No although some have tried and failed.

Mark


----------



## Plumber Jim (Jun 19, 2008)

bummer. The biggest reason i would want one is to record video from a regular camera on an sd memory card. anyone know of something that will do that, Other than the explorer?


----------



## ToUtahNow (Jul 19, 2008)

Here are the differences between the new 30' microDrain and the new 100' microReel.

The one I have says microLateral but the production one will say microReel. The microDrain will go through a water closet but the microReel will not.

Mark


----------



## ToUtahNow (Jul 19, 2008)

Plumber Jim said:


> bummer. The biggest reason i would want one is to record video from a regular camera on an sd memory card. anyone know of something that will do that, Other than the explorer?

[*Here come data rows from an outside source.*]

Issue #283, opened 2014-08-25
Use `glBufferStorage` for buffer initialization, if available


kvark:
Available since GL-4.4
```
void glBufferStorage​(GLenum target​, GLsizeiptr size​, const GLvoid * data​, GLbitfield flags​);
```

ebaklund:
Is the instancing example the only test case we have to test the alternative buffer initialization?

kvark:
Fixed by #1026

PR #1001, opened 2016-07-12
Proposal to #283

ebaklund:
A bit worried that init_buffer() is not much used.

The DVD pack will but that is an expensive way to do it. Prior to the microExploer I was using an Archos to record video to digital.

Mark


----------



## Plumber Jim (Jun 19, 2008)

Yea, i bought the sony unit that ridgid is pushing as the dvd pack for a couple hundred bucks. But i have to say the micro reel looks cool and if it has the sonde then it may be worth replacing my mini seesnake with it. any word on what they think it will sell for?


----------



## ToUtahNow (Jul 19, 2008)

Plumber Jim said:


> Yea, i bought the sony unit that ridgid is pushing as the dvd pack for a couple hundred bucks. But i have to say the micro reel looks cool and if it has the sonde then it may be worth replacing my mini seesnake with it. any word on what they think it will sell for?

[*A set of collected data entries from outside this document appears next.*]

Issue #898, opened 2016-03-07
Constant buffers are mis-used for structured data


sectopod:
Several examples appear to use constant buffers that only consists of a single array of data:

``` glsl
    uniform u_LightPosBlock {
        vec4 offs[NUM_LIGHTS];
    };
```

The code side effectively treats them as structured buffers: we pass the number of elements on creation, the type is `ConstantBuffer<[f32; 4]>` instead of `ConstantBuffer<LightPosBlock>`, and we even receive a slice of them for updating the buffer. In other words, the buffer API is currently catering to structured buffer users.

We need to fix the constant buffers to stop pretending to be arrays! We need explicit support for structured buffers - these are just regular typed buffers with an SRV for binding to the shader. Problem is - there might be different typing:
1. Simple format, `T: gfx::format::BufferFormat`. Supporting these is straightforward, since we have the same typing for textures.
2. User structure, `T` - not bound by anything.
3. Raw buffer - untyped (or `()` typed for our convenience). Not sure if we have to support these but they exist. The shader to free to load from it in any possible way.

kvark:
This is unfortunate, but not going to be fixed in pre-ll, closing.

PR #1004, opened 2016-07-27
Proper PSO errors, with constant offsets matching

### LINKED ISSUE #722: Check the layout of uniform buffers

### LINKED ISSUE #896: Better PSO initialization errors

It will be available with a Sonde but they have not yet said what it will sell for.

Mark


----------



## Plumber Jim (Jun 19, 2008)

Ah, now if i had that I would only need another camera for lines over 100' which i use my geneye 2 for atm but want to replace it with a bigger reel of larger pushrod on my seesnake to save space. The micro drain sells for like $2800 right? without the explorer.


----------



## ToUtahNow (Jul 19, 2008)

Toolup is a little high price wise right now but this will give you an idea.

Mark

http://www.toolup.com/ridgid/seesnake-pipe-inspection/micro-drain/


----------



## SewerRatz (Apr 25, 2009)

Give Marvin a call at Alan J Coleman, he will give you a good deal and ships free most of the time. 773-728-2400 http://www.allanjcoleman.com/

Marv always gives a great price on his stuff. Also if you all use the propress ask him about his fittings prices, he is a lot cheaper than the plumbing supplies around me.


----------



## ToUtahNow (Jul 19, 2008)

I found this on YouTube





#


----------



## Plumber Jim (Jun 19, 2008)

If i buy the micro drain will i be able to buy the reel to add the bigger camera or do i need to wait for the new micro reel then buy the add on for the micro drain?


----------



## ToUtahNow (Jul 19, 2008)

Plumber Jim said:


> If i buy the micro drain will i be able to buy the reel to add the bigger camera or do i need to wait for the new micro reel then buy the add on for the micro drain?


As far as I can tell, they both use the same housing so it would not matter which you bought first. I just switched mine back and forth to see and they were fine. The new microReel has reportedly started to ship in limited quantities already. It will be available as the basic unit or you can add the optional Sonde and/or the counter plus to it.

Mark


----------



## 3KP (Jun 19, 2008)

Let me be straight with you. Need to camera a kitchen sink drain 2inch PVC house is on a slab. really don't want to spend a whole lot. I seen the micro see snake for around $225 comes with 3ft piece. was going to buy 2 6ft exstentions which would give me 15ft of line should cover the length of the kitchen drain. My concern is if there is water in the drain will it Mess up the camera?


----------



## Nevada Plumber (Jan 3, 2009)

If you had no turns in the pipe, you could do it. You might be able to make it through one elbow, but you won't get two. The cheapest way to do it would be to get a microDrain.


----------



## ToUtahNow (Jul 19, 2008)

3KP said:


> Let me be straight with you. Need to camera a kitchen sink drain 2inch PVC house is on a slab. really don't want to spend a whole lot. I seen the micro see snake for around $225 comes with 3ft piece. was going to buy 2 6ft exstentions which would give me 15ft of line should cover the length of the kitchen drain. My concern is if there is water in the drain will it Mess up the camera?


The concern with the cables being waterproof is the vertical depth not the horizontal run. If you had 30' of cable in a drain full of water and the greatest depth of the pipe was 10' you would be fine for the entire 30'. However, if you were checking a vertical stack full of water the maximum you could run would be 10'.

I agree with Nevada Plumber, your bigger concern will be pushing the cable 15'. The cable is not a push rod, it is a flexible cable. For such a short distance you may be able to tape it to an electricians fish tape to get it done but I would be careful and plan for the worse to happen while hoping for the best.

Mark


----------



## ROCKSTARPLUMBER (Dec 14, 2008)

ToUtahNow said:


> I found this on YouTube
> 
> YouTube- Broadcast Yourself.#


Im buying one of those after seeing that. Thanks mark.


----------



## 3KP (Jun 19, 2008)

Well! Thanks for all the info. The job I was trying to get lined up fell through so Now I can take my time and research things better.


----------